We get new insights into how advertising works by looking
at the actual content of the ads at these different points in time. Let’s
start by looking at the moments where the two systems agree.
Double peaks - that is,
moments that are peaks on both the brain wave and the Picture Sort graphs -
are by far the most strongly predictive of the overall attention score for
the ad. The convergence of the two systems, therefore, helps us identify the
most hardworking parts of a television commercial. Analysis revealed that
double peaks were most likely to contain the following content:
• important news, such as the announcement of a
strong price promotion;
• inciting incidents, typically involving a moment
strongly charged with negative emotion to set up a joke or storyline;
• surprising moments or turning points in stories;
• climactic moments or punch lines.
In other words, double peaks can be used to identify the
dramatic highlights of the ad from the audience’s point of view. If we were
talking movies instead of television commercials, these would be the scenes
that would make it into the movie trailer.
Now, what of the peak
moments that one diagnostic technique identifies but the other does not? One
part of the answer is quite simple. Remember that with brain waves we are
measuring the audience response to the total multichannel experience of the
commercial - the pictures plus the words plus the music - while the Picture
Sorts focus on the vision part of the television commercial. In many
instances, brain waves peak at a moment in the ad identified with a strong
line of copy - an effect we can see in our Copy Sorts but not in our Picture
Sorts.
Intriguing finding
But that’s not the whole answer. A more intriguing
finding is one that helps explain the rhythmic structure of visual
communication that we’ve seen over the years in the wave-like patterns
produced by the Flow of Attention graphs.

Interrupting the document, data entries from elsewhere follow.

PR #239, opened 2015-07-14
post instead of get for login, add a missing config for list_events

Itxaka:
Fix for the mmonit pack, now that I have a stackstorm and mmonit instance running I can find any issues with them :)


jfryman:
Stellar. Thanks for the code!

PR #241, opened 2015-07-14
wrong config name parameter

Itxaka:
Sorry, dumb error on my part, didnt even noticed!

Can confirm that sensor is working now.


manasdk:
LGTM.

PR #331, opened 2015-12-08
re:amaze: Adding ability to post to conversation

jfryman:
This PR adds the ability to post to a conversation in re:amaze from StackStorm. Supports all options/parameters except the ability to impersonate another user.


emedvedev:
@jfryman is the man! Definitely need to have an alias for this though. :P

PR #336, opened 2015-12-10
Update slack sensor trigger `ts` from int to string

jfryman:
This PR updates the `slack` sensor, changing the data type of the `ts` return type from an Integer to a String.

I found this while trying to figure out how to dereference a message to a permalink. Here's how the story goes.

A permalink looks like this: https://stackstorm.slack.com/archives/bot-testing/p1449711449000413

And the accompanying payload that comes along with it, looks like this. 

```
{
    "type": "message",
    "channel": "C2147483705",
    "user": "U2147483697",
    "text": "<https://github.com/StackStorm/st2puppet/pull/196> test 5",
    "ts": "1449711449.000413"
}
```

I've been trying to figure out how to deref a message to a permalink, and been unsuccessful. This is because what I *actually* get something like this...

```
{
    "type": "message",
    "channel": "C2147483705",
    "user": "U2147483697",
    "text": "<https://github.com/StackStorm/st2puppet/pull/196> test 5",
    "ts": 1449711449
}
```

`ts` is cast as an integer, and I lose the resolution necessary to derive a permalink. From what I can tell in the API (https://api.slack.com/events/message), this is a string, so I'm going with it.


manasdk:
Seems reasonable

+1

jfryman:
Well, this isn't the fix, but it still needs to happen. Going to have to dig a bit...

PR #337, opened 2015-12-10
Slack sensor: maintain timestamp resolution

jfryman:
A rework of #336... Brought in...

This PR updates the `slack` sensor, changing the data type of the `ts` return type from an Integer to a String.

I found this while trying to figure out how to dereference a message to a permalink. Here's how the story goes.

As we analyzed these commercials scene by scene, we
observed the phenomenon that the brain wave pattern would sometimes peak at
the beginning of a scene, usually where it was unclear what was going on,
which would be a low spot in the Flow of Attention, and the brain wave
arousal would fade at the end of the scene, just as the Flow of Attention
was peaking. In short, the brain wave curve and Flow of Attention curve
would be moving in opposite directions (see Figure 3).

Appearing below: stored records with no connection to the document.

PR #338, opened 2015-12-10
Add raw Timestamp to Slack Payload

jfryman:
For the immediate need.

There is some mangling happening, and I need the raw string. (See #336 or #337). So, instead of trying to fix the thing, here is an addition. Less ideal, but unblocks me and I can get going. 

Fixes appreciated. :heart:

### DIFF
--- a/packs/slack/sensors/slack_sensor.py
+++ b/packs/slack/sensors/slack_sensor.py
@@ -180,6 +180,7 @@ class SlackSensor(PollingSensor):
                 'is_group': channel_info.get('is_group', False),
             },
             'timestamp': int(float(data['ts'])),
+            'timestamp_raw': data['ts'],
             'text': text
         }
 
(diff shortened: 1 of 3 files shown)


packs/slack/sensors/slack_sensor.py
```diff
@@ -180,6 +180,7 @@ def _handle_message(self, data):
                 'is_group': channel_info.get('is_group', False),
             },
             'timestamp': int(float(data['ts'])),
+            'timestamp_raw': data['ts'],
```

This makes sense if we consider the differences between
our two measurement techniques. Brain waves measure the amount of energy
being produced by the brain moment-by-moment in real time, as a consumer
watches an ad. The first Picture Sort is called the Flow of Attention
because it is a measure of selective attention and is, in fact, most
predictive of the attention score of an ad. But because visual recognition
is collected after the fact, some minutes after images have been sorted out
by the brain and encoded into long-term memory, the Flow of Attention graph
can also be interpreted as a map of remembering and forgetting. The higher a
picture is plotted on a Flow of Attention graph the more a consumer audience
remembers that image.
Memory researchers have established that what the brain
remembers is the meaning of what happens, not simple sensory inputs. With
that in mind, the difference between what brain waves are peaking on and
what the Picture Sorts are peaking on gives us a new insight into how
long-term brand memories are created by advertising.

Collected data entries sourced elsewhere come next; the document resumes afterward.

PR #340, opened 2015-12-11
Ansible underscores

emedvedev:
Since we shouldn't allow `-` in parameters (even if it works sometimes), I'm rewriting the Ansible pack to use underscores and replace them with dashes only when the command is executed. This saves us a lot of trouble (like https://github.com/StackStorm/st2/issues/2280), and also, well, we should follow our own spec. :)

Potentially it could break some old tutorials and examples, but as a user you only need to take a brief look at the pack to understand what has to be changed to make the tutorial work, so I say let's roll with it.


estee-tew:
https://stackstorm.slack.com/archives/stackstorm/p1449838664012195

armab:
As discussed in Slack, I'm :-1: 100500 to avoid this, **if possible**.

Because parameter names in Ansible pack 100% exactly the same as they are in Ansible itself:
```
# ansible pack
ansible.playbook playbook=playbook.yml inventory-file=hosts.ini

# original ansible equivalent:
ansible-playbook playbook=playbook.yml --inventory-file=hosts.ini
```
It's about consistency with "upstream" params and ease of use, so potential users work with the same parameters as they worked with Ansible before and don't need to remember any new naming or custom rules. Ansible is intented to be simple as possible and usage simple as possible, that's probably the reason behind its popularity. Same approach was chosen for integration pack.

For me it looks like global limitation when recent change breaks all parameters with `-` in name. At a high level CLI param naming: `param_name_only_underscores_allowed=value` looks like downgrade and it's not only `ansible` pack problem.
Probably other users will have this with custom packs, since we started re-using param names somewhere as Python variables with recent ChatOps change.

-----

As a conclusion, at a high-level I'm against this, at a low-level I understand all the reasons behind the change.
If we follow this, make sure to do strict validation for action parameter naming globally: stackstorm/st2#2280 So we'd say via validation: `dashes prohibited` for all action parameter names from now or even for all keys names in any yaml meta, since they potentially could be re-used as variables somewhere.

My question: Is it's possible to hack/avoid somehow this special case, with kind of pre-processing/replacing on `st2` side and how dirty it will be (like shooting in own foot)?
Any ideas @StackStorm/team ?

packs/ansible/actions/lib/shell.py
```diff
@@ -17,9 +17,14 @@ def replace_args(attribute=None):
     def _replace_args(f):
         @functools.wraps(f)
         def _wrapper(self, *args):
+            def _replace(arg):
+                for rule in rules:
+                    if arg.startswith(rule):
```
armab: Won't `arg.startswith` mess these rules: 
```
'--verbose=vv': '-vv',
'--verbose=vvv': '-vvv',
'--verbose=vvvv': '-vvvv', 
```
when `--verbose=vvvv` in fact starts with `--verbose=vvv` and `--verbose=vv`?

emedvedev: I changed the order so that `'--verbose=vvvv': '-vvvv'` would resolve first and not propagate to the "lesser" settings.

emedvedev:
One other note: it's not new, the first time I've seen a report about this was a ~month ago.

emedvedev:
That said, I agree with all the rest, and I'm open to any approach where we could avoid this change. I just don't really see it.

manasdk:
> My question: Is it's possible to hack/avoid somehow this special case, with kind of pre-processing/replacing on st2 side and how dirty it will be (like shooting in own foot)?

This is really a jinja limitation. I think there are other things that blew up as well. 

Can we hack?
Yes.

Should we hack?
Not yet. This will lead to much obscure code in parameter handling and I would much rather stay away from having to worry about that right now.

>  make sure to do strict validation for action parameter naming globally

I feel we get off the hook with conventions and docs. Something better than https://docs.stackstorm.com/actionchain.html?highlight=dashes#gotchas. We could perform strict validation but again trying to reduce the problem to know limitation - we will likely fix it soon but bear with us in the meanwhile.

Let replace the the `-` with `_` since it is by far the safer option. Yes this leads to inconsistency with existing CLI but you know we can continue to paying that price. 

We can put `-` support on the backlog and prioritize work on this early next year. (Said for dramatic effect its only really 3 weeks away)

emedvedev:
That was my reasoning as well. Let's get another +1 from someone, and if there's really no better and/or safer option, go ahead and merge it (or I will do it on Monday).

Kami:
I remember there were some issues with dashes in the past, but I don't actually remember where (might have been in the pack names).

It seems that right now the issue only exists in the new ChatOps implementation which is regex based (IIRC, it worked in the past). If that's indeed the only place where it breaks (please correct me if there are more places), I think we should fix this in the ChatOps implementation.

As far as parameter name validation goes - I do agree that we should do a strict validation, the same as we do for pack name (we should first define valid characters, right now I believe we allow a-z-_0-9). In fact we might already do that, I believe I worked on a similar change in the past.

emedvedev:
> IIRC, it worked in the past
It didn't, the issue is not new. This report, for example, predates the new chatops implementation: https://github.com/StackStorm/hubot-stackstorm/issues/52
We also strongly discourage dashes in the docs, as @manasdk pointed out:
https://docs.stackstorm.com/actionchain.html?highlight=dashes#gotchas

Kami:
Also another thing - since as @emedvedev pointed out (https://github.com/StackStorm/st2/issues/2280#issuecomment-163835201), we use named groups in new ChatOps parser implementation and this kinda means we pushed ourselves in a corner.

Named group names must be valid Python identifiers and that's not true for our parameter names (we allow more broader set of characters). For example, `-` is not only offender, we also allow `.` in the parameter names, but `.` is not a valid identifier for a Python variable.

In short - we have a bigger problem and we need to decide how to proceed (this quick "hack" won't solve the root cause) and fix the root cause. It seems like we have two options:

1. Modify parameter name validation and change which characters are valid / allow
2. Fix / change ChatOps parsing implementation

I'm leaning towards the second option since it seems like the right thing - it's fixing a small implementation detail while the first change is a bigger change and it's changing validation because of an implementation limitation (which doesn't seem right, imo, unless there are also other good reasons for limiting valid characters).

emedvedev:
> we also allow . in the parameter names

Because nothing could possibly go wrong with this.

Actually, if we do allow a broader set, fixing the implementation is not such a bad idea, but I'd like to call out allowing `.` and `-` in param names as questionable. What's the complete set?

Kami:
Actually, I just checked the implementation and it seems we use `\w` for parameter name validation. That means `[A-Za-z0-9_].` so `.` are not allow, my bad.

In general, I agree that not allowing `-` in parameter names is a good idea. Having said that, the fix should also include:

1. Updating documentation, making it clear which characters are allowed in pack and action parameter names (we do allow `.` in pack names and if we won't allow it in action names we need to point this out)
2. Update parameter name validation code - we should fail loudly and not load the action if the parameter name validation fails

estee-tew:
https://stackstorm.slack.com/archives/stackstorm/p1450119166013095

armab:
Returning to this case:
I still think it's no good from high-level/user's side in this special case.

For example here https://github.com/StackStorm/st2/issues/2280#issuecomment-163835201 we could hack: kind of replacing dashes with unicode equivalent and vice-versa in several place to avoid regex parsing errors. And Jinja templating is not the case, since Ansible pack is immutable thing and we don't reuse "wrong" variables like `{{ inventory-file }}` there.

From my understanding it's the way of fixing the problem in programming way (and yeah, it's dirty hack even I hate), instead of limiting user's feature.

----

Anyways:
we have `3 x` :+1: 
and `1 x` :-1: (from me).

@emedvedev let's merge this PR and move forward.
I'll update later all Ansible tutorials/showcases to reflect this change, including new ChatOps features.

emedvedev:
Ok, merging, although somewhat reluctantly. Let me know if you need help with new features!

This is how the process works from a storytelling
perspective: Scenes in stories open by arousing curiosity - engaging the
audience with a change in the direction of the film. In response, the brain
releases electrical charges to alert the mind to the new situation. “Pay
attention, something new is about to happen here!” Brain waves peak as
neurons fire away. As the scene unfolds and then resolves, the important
information in the scene is sorted out. Finally the brain can return to a
state of rest and neuronal activity settles down.
As a result, the mind may only store the end of the scene
- when the meaning of the scene is resolved - as a memory. This is the part
of the scene that would generate a peak in the Flow of Attention. In the
context of advertising, it would be these meaningful memories that comprise
the set of visuals encoded into long-term memory that we would expect to be
most strongly associated with the brand image.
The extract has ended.